Net Profit Plummets 57.7% on Collapsing Margins
Shougang Resources (00639.HK) announced a significant deterioration in its financial performance for the fiscal year 2025. The company's net profit plummeted by 57.7% year-over-year to RMB 632 million. This steep decline occurred even as annual revenue remained relatively stable, falling just 1.6% to RMB 5.056 billion.
The core of the issue lies in sharply contracting profitability. Gross profit collapsed by 59.1% to RMB 1.084 billion, revealing that the cost of operations consumed a much larger portion of revenue than in the previous year. The resulting earnings per share (EPS) for the period was RMB 0.1242.
Shares Fall 6.7% as 97% Dividend Payout Is Questioned
In response to the weak earnings report, investors pushed shares of Shougang Resources down 6.7% on March 26. The sell-off reflected concerns not only about the profit decline but also about the company's capital allocation strategy. Despite the earnings collapse, Shougang declared a final dividend of RMB 0.06, which, when combined with the interim dividend, brings the total for the year to RMB 0.12.
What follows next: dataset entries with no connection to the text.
PR #759, opened 2026-06-11
Install prebuilt llama.cpp release binaries before compiling from source

danielhanchen:
## What

`install_llama_cpp` currently clones llama.cpp and compiles it from source. This PR makes it install prebuilt binaries first, with the existing clone and compile flow kept unchanged as the fallback:

- CPU installs (the `save_pretrained_gguf` path, which forces `gpu_support=False` since `llama-quantize` is CPU-only) use the official CPU archives from ggml-org/llama.cpp GitHub releases
- GPU installs (`gpu_support=True`) use the same prebuilt CUDA/ROCm/Metal bundles Unsloth Studio publishes on unslothai/llama.cpp, selected via the release manifest and verified against its published sha256 list

## How

CPU path (upstream ggml-org releases):
- Resolve the latest release tag (or an `UNSLOTH_LLAMA_TAG` pin) through the GitHub API, using `GH_TOKEN`/`GITHUB_TOKEN` when set
- Select the CPU asset for the host: `ubuntu-x64`/`ubuntu-arm64` tar.gz on Linux, `macos-arm64`/`macos-x64` tar.gz on macOS, `win-cpu-x64`/`win-cpu-arm64` zip on Windows

GPU path (unslothai/llama.cpp bundles, same source as Studio):
- CUDA: read `llama-prebuilt-manifest.json` and pick the narrowest coverage bundle whose supported SMs include the host GPU (torch device capability), preferring the runtime line that matches torch's CUDA major; that line's portable build and the other line are queued as follow-up attempts
- ROCm: map `gcnArchName` to the per-gfx family bundles and copy the hipblaslt/rocblas Tensile kernel trees next to the libs
- macOS: the fork's Metal bundles, no torch detection needed
- Verify downloads against `llama-prebuilt-sha256.json` before extraction

Shared machinery:
- Download and extract into a staging dir (path-traversal guarded), place binaries and shared libs where `check_llama_cpp` and `quantize_gguf` already look (folder root on Linux/macOS for the `$ORIGIN` RPATH, `build/bin/Release` on Windows)
- Hydrate `convert_hf_to_gguf.py`, `conversion/` and `gguf-py/` from the same tag's source tarball so the converter machinery and tensor mappings stay consistent with the binaries
- Validate `llama-quantize --help` in staging before activating atomically, then write an `UNSLOTH_PREBUILT_INFO.json` marker recording repo, tag and asset
- Teach the folder integrity check to accept marker-bearing installs; prebuilt folders lack the `src`/`ggml`/`common` dirs of a checkout and were previously rmtree'd as corrupted on the next call
- Every failure (rate limit, missing asset, corrupt archive, checksum mismatch, bundle that cannot load on the host) logs the reason and advances to the next candidate and ultimately to the unchanged compile path; `UNSLOTH_LLAMA_FORCE_COMPILE=1` bypasses prebuilts entirely

## Verification

- 27 CPU tests in `tests/test_llama_cpp_prebuilt.py` (asset selection matrices for CPU and GPU, runtime-line preference, ROCm family mapping, macOS routing, tag pinning, gates, extraction safety, mocked full installs, sha256 mismatch and other fallback drills, reuse without deletion); 102 tests pass across the llama_cpp suites
- Live CPU on Linux x64: prebuilt install of `b9596` completes in about 4 seconds versus minutes of cloning plus compiling; second call reuses the install
- Live GPU on a B200 (SM 100, torch CUDA 12.8): selects `app-b9585-linux-x64-cuda12-newer.tar.gz`, installs in 12 seconds versus a much longer CUDA source build, `llama-quantize` validates, and `llama-server --list-devices` enumerates the GPU through the bundled CUDA backend
- End to end with the Llama 3.2 3B conversational notebook flow: trained 60 steps, exported `q4_k_m` twice, once with a compiled llama.cpp and once through the prebuilt path on a fresh dir. The prebuilt run shows zero clone or cmake/make activity and the two Q4_K_M GGUFs are byte-identical in size (2,019,378,176 bytes)
- Fallback drills: a bogus `UNSLOTH_LLAMA_TAG` falls back cleanly without creating the target folder, and `UNSLOTH_LLAMA_FORCE_COMPILE=1` skips the prebuilt path

### DIFF
--- a/tests/test_llama_cpp_prebuilt.py
+++ b/tests/test_llama_cpp_prebuilt.py
@@ -1,0 +1,273 @@
+# Tests for the prebuilt-first llama.cpp install path: release resolution,
+# asset selection, archive extraction/placement, fallback-to-compile contract,
+# and reuse of an existing prebuilt install without deletion.
+
+from __future__ import annotations
+
+import importlib.util
+import io
+import json
+import os
+import sys
+import tarfile
+from pathlib import Path
+
+import pytest
+
+
+def _load_llama_cpp_module():
+    repo_root = Path(__file__).resolve().parents[1]
+    module_path = repo_root / "unsloth_zoo" / "llama_cpp.py"
+    spec = importlib.util.spec_from_file_location("llama_cpp_under_test_prebuilt", module_path)
+    module = importlib.util.module_from_spec(spec)
+    sys.modules[spec.name] = module
+    spec.loader.exec_module(module)
+    return module
+
+
+llama_cpp = _load_llama_cpp_module()
+
+IS_POSIX = os.name == "posix"
+
+FAKE_QUANTIZE = "#!/bin/sh\necho 'usage: llama-quantize [--help] model-f32.gguf'\nexit 0\n"
+FAKE_QUANTIZE_BROKEN = "#!/bin/sh\necho 'segfault'\nexit 1\n"
+
+
+def _add_file(tar, name, data, mode = 0o644):
+    raw = data.encode() if isinstance(data, str) else data
+    info = tarfile.TarInfo(name)
+    info.size = len(raw)
+    info.mode = mode
+    tar.addfile(info, io.BytesIO(raw))
+
+
+def _make_binary_archive(path, tag, quantize_script = FAKE_QUANTIZE):
+    with tarfile.open(path, "w:gz") as tar:
+        _add_file(tar, f"llama-{tag}/llama-quantize", quantize_script, mode = 0o755)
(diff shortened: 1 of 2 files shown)


danielhanchen:
Added GPU prebuilt support in 991e680: gpu_support=True now installs the CUDA/ROCm/Metal bundles published on unslothai/llama.cpp (the same ones Studio uses), selected via the release manifest by host SM and torch CUDA runtime line, sha256 verified, with per-candidate validation and fallback to source compilation. CPU installs keep using upstream ggml-org archives. Verified live on a B200: the cuda12-newer bundle installs in 12 seconds and llama-server enumerates the GPU. PR description updated with the full selection logic.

This dividend level equates to a payout ratio of 97%, meaning the company is returning nearly all of its net profit to shareholders. While attractive on the surface, such a high ratio during a period of financial weakness raises questions about the dividend's sustainability and signals a lack of internal reinvestment for future growth. The negative sentiment was also reflected in derivatives markets, where short-selling activity accounted for 4.44% of turnover, totaling $2.98 million.